ACTION ITEM: The entries below should appear again in your reply, word for word.

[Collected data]

__________

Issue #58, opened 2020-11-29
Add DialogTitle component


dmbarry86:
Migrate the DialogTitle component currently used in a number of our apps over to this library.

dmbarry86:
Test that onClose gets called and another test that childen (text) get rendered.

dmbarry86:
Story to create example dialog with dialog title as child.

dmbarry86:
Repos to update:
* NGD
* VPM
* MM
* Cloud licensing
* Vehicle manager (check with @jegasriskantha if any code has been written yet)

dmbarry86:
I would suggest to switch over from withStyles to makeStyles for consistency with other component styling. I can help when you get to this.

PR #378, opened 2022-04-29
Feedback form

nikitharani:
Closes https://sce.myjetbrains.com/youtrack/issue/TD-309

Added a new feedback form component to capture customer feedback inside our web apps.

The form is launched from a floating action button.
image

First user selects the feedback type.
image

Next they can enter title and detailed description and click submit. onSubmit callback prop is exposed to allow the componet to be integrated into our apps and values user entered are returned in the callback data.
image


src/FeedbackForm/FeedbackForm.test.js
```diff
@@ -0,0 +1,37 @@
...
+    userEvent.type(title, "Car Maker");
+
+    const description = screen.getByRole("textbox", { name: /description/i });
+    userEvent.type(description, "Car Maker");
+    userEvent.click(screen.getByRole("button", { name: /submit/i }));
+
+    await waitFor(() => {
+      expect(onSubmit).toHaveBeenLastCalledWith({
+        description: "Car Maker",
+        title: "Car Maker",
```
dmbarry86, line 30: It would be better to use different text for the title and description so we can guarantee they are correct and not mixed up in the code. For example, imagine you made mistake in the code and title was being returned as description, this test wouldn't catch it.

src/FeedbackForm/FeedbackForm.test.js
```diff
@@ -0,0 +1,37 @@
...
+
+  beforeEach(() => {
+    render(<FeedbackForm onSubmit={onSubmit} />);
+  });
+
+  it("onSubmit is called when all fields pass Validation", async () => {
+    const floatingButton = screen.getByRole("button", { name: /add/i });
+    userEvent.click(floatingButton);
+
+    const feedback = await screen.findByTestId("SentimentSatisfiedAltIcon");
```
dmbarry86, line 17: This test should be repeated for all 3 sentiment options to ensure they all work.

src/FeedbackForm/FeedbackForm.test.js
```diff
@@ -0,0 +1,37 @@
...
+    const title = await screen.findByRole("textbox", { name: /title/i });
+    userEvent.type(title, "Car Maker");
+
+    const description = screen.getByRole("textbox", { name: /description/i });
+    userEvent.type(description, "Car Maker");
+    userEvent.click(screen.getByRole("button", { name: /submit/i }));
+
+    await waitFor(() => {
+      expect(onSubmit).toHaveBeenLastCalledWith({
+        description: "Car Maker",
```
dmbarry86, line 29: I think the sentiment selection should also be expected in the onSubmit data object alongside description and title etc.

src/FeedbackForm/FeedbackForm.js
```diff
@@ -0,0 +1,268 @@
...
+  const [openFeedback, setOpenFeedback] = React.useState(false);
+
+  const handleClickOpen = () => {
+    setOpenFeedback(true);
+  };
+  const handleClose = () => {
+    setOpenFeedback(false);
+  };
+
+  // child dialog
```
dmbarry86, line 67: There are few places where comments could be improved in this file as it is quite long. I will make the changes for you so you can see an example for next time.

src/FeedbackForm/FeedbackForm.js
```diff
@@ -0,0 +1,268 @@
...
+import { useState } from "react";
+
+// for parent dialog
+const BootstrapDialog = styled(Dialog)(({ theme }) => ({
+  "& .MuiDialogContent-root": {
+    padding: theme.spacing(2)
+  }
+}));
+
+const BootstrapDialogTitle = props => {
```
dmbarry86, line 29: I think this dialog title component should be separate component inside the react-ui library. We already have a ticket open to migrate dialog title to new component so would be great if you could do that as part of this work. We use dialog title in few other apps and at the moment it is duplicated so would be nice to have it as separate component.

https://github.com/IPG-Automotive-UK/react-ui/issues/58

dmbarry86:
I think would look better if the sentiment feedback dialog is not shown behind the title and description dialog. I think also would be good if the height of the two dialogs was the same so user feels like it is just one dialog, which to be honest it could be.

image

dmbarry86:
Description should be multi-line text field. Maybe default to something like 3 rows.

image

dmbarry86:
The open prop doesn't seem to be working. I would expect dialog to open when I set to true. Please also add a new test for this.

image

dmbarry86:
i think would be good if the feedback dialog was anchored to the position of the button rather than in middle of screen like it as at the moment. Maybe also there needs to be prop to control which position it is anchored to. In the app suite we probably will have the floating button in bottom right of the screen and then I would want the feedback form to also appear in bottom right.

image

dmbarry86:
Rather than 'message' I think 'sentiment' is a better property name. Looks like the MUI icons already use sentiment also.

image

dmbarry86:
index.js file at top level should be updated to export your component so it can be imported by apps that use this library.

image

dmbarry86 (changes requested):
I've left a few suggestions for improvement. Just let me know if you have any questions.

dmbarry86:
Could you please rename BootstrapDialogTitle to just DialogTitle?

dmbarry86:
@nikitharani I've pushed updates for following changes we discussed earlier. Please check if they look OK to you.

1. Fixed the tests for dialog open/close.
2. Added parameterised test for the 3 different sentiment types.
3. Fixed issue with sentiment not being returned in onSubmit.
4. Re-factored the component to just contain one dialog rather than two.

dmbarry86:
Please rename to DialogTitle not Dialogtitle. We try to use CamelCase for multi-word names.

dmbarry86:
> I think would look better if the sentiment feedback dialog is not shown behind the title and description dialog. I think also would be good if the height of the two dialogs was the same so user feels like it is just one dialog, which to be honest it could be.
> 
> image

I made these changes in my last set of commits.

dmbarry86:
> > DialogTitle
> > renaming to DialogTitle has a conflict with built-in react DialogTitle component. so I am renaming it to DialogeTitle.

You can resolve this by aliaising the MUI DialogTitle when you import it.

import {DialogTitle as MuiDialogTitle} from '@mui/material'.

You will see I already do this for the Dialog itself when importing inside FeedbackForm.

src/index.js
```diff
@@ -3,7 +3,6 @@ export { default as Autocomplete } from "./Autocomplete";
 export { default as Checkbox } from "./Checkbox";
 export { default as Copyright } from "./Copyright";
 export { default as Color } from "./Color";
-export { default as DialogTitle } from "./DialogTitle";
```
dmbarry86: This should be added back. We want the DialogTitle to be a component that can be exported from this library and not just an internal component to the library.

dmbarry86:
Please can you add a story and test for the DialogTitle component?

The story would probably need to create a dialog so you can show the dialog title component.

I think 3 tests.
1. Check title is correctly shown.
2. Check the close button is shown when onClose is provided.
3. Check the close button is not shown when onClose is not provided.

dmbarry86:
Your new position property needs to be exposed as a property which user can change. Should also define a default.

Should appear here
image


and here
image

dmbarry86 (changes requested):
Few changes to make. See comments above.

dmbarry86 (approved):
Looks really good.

__________

EXERCISE SOLUTION:
Issue #58, opened 2020-11-29
Add DialogTitle component


dmbarry86:
Migrate the DialogTitle component currently used in a number of our apps over to this library.

dmbarry86:
Test that onClose gets called and another test that childen (text) get rendered.

dmbarry86:
Story to create example dialog with dialog title as child.

dmbarry86:
Repos to update:
* NGD
* VPM
* MM
* Cloud licensing
* Vehicle manager (check with @jegasriskantha if any code has been written yet)

dmbarry86:
I would suggest to switch over from withStyles to makeStyles for consistency with other component styling. I can help when you get to this.

PR #378, opened 2022-04-29
Feedback form

nikitharani:
Closes https://sce.myjetbrains.com/youtrack/issue/TD-309

Added a new feedback form component to capture customer feedback inside our web apps.

The form is launched from a floating action button.
image

First user selects the feedback type.
image

Next they can enter title and detailed description and click submit. onSubmit callback prop is exposed to allow the componet to be integrated into our apps and values user entered are returned in the callback data.
image


src/FeedbackForm/FeedbackForm.test.js
```diff
@@ -0,0 +1,37 @@
...
+    userEvent.type(title, "Car Maker");
+
+    const description = screen.getByRole("textbox", { name: /description/i });
+    userEvent.type(description, "Car Maker");
+    userEvent.click(screen.getByRole("button", { name: /submit/i }));
+
+    await waitFor(() => {
+      expect(onSubmit).toHaveBeenLastCalledWith({
+        description: "Car Maker",
+        title: "Car Maker",
```
dmbarry86, line 30: It would be better to use different text for the title and description so we can guarantee they are correct and not mixed up in the code. For example, imagine you made mistake in the code and title was being returned as description, this test wouldn't catch it.

src/FeedbackForm/FeedbackForm.test.js
```diff
@@ -0,0 +1,37 @@
...
+
+  beforeEach(() => {
+    render(<FeedbackForm onSubmit={onSubmit} />);
+  });
+
+  it("onSubmit is called when all fields pass Validation", async () => {
+    const floatingButton = screen.getByRole("button", { name: /add/i });
+    userEvent.click(floatingButton);
+
+    const feedback = await screen.findByTestId("SentimentSatisfiedAltIcon");
```
dmbarry86, line 17: This test should be repeated for all 3 sentiment options to ensure they all work.

src/FeedbackForm/FeedbackForm.test.js
```diff
@@ -0,0 +1,37 @@
...
+    const title = await screen.findByRole("textbox", { name: /title/i });
+    userEvent.type(title, "Car Maker");
+
+    const description = screen.getByRole("textbox", { name: /description/i });
+    userEvent.type(description, "Car Maker");
+    userEvent.click(screen.getByRole("button", { name: /submit/i }));
+
+    await waitFor(() => {
+      expect(onSubmit).toHaveBeenLastCalledWith({
+        description: "Car Maker",
```
dmbarry86, line 29: I think the sentiment selection should also be expected in the onSubmit data object alongside description and title etc.

src/FeedbackForm/FeedbackForm.js
```diff
@@ -0,0 +1,268 @@
...
+  const [openFeedback, setOpenFeedback] = React.useState(false);
+
+  const handleClickOpen = () => {
+    setOpenFeedback(true);
+  };
+  const handleClose = () => {
+    setOpenFeedback(false);
+  };
+
+  // child dialog
```
dmbarry86, line 67: There are few places where comments could be improved in this file as it is quite long. I will make the changes for you so you can see an example for next time.

src/FeedbackForm/FeedbackForm.js
```diff
@@ -0,0 +1,268 @@
...
+import { useState } from "react";
+
+// for parent dialog
+const BootstrapDialog = styled(Dialog)(({ theme }) => ({
+  "& .MuiDialogContent-root": {
+    padding: theme.spacing(2)
+  }
+}));
+
+const BootstrapDialogTitle = props => {
```
dmbarry86, line 29: I think this dialog title component should be separate component inside the react-ui library. We already have a ticket open to migrate dialog title to new component so would be great if you could do that as part of this work. We use dialog title in few other apps and at the moment it is duplicated so would be nice to have it as separate component.

https://github.com/IPG-Automotive-UK/react-ui/issues/58

dmbarry86:
I think would look better if the sentiment feedback dialog is not shown behind the title and description dialog. I think also would be good if the height of the two dialogs was the same so user feels like it is just one dialog, which to be honest it could be.

image

dmbarry86:
Description should be multi-line text field. Maybe default to something like 3 rows.

image

dmbarry86:
The open prop doesn't seem to be working. I would expect dialog to open when I set to true. Please also add a new test for this.

image

dmbarry86:
i think would be good if the feedback dialog was anchored to the position of the button rather than in middle of screen like it as at the moment. Maybe also there needs to be prop to control which position it is anchored to. In the app suite we probably will have the floating button in bottom right of the screen and then I would want the feedback form to also appear in bottom right.

image

dmbarry86:
Rather than 'message' I think 'sentiment' is a better property name. Looks like the MUI icons already use sentiment also.

image

dmbarry86:
index.js file at top level should be updated to export your component so it can be imported by apps that use this library.

image

dmbarry86 (changes requested):
I've left a few suggestions for improvement. Just let me know if you have any questions.

dmbarry86:
Could you please rename BootstrapDialogTitle to just DialogTitle?

dmbarry86:
@nikitharani I've pushed updates for following changes we discussed earlier. Please check if they look OK to you.

1. Fixed the tests for dialog open/close.
2. Added parameterised test for the 3 different sentiment types.
3. Fixed issue with sentiment not being returned in onSubmit.
4. Re-factored the component to just contain one dialog rather than two.

dmbarry86:
Please rename to DialogTitle not Dialogtitle. We try to use CamelCase for multi-word names.

dmbarry86:
> I think would look better if the sentiment feedback dialog is not shown behind the title and description dialog. I think also would be good if the height of the two dialogs was the same so user feels like it is just one dialog, which to be honest it could be.
> 
> image

I made these changes in my last set of commits.

dmbarry86:
> > DialogTitle
> > renaming to DialogTitle has a conflict with built-in react DialogTitle component. so I am renaming it to DialogeTitle.

You can resolve this by aliaising the MUI DialogTitle when you import it.

import {DialogTitle as MuiDialogTitle} from '@mui/material'.

You will see I already do this for the Dialog itself when importing inside FeedbackForm.

src/index.js
```diff
@@ -3,7 +3,6 @@ export { default as Autocomplete } from "./Autocomplete";
 export { default as Checkbox } from "./Checkbox";
 export { default as Copyright } from "./Copyright";
 export { default as Color } from "./Color";
-export { default as DialogTitle } from "./DialogTitle";
```
dmbarry86: This should be added back. We want the DialogTitle to be a component that can be exported from this library and not just an internal component to the library.

dmbarry86:
Please can you add a story and test for the DialogTitle component?

The story would probably need to create a dialog so you can show the dialog title component.

I think 3 tests.
1. Check title is correctly shown.
2. Check the close button is shown when onClose is provided.
3. Check the close button is not shown when onClose is not provided.

dmbarry86:
Your new position property needs to be exposed as a property which user can change. Should also define a default.

Should appear here
image


and here
image

dmbarry86 (changes requested):
Few changes to make. See comments above.

dmbarry86 (approved):
Looks really good.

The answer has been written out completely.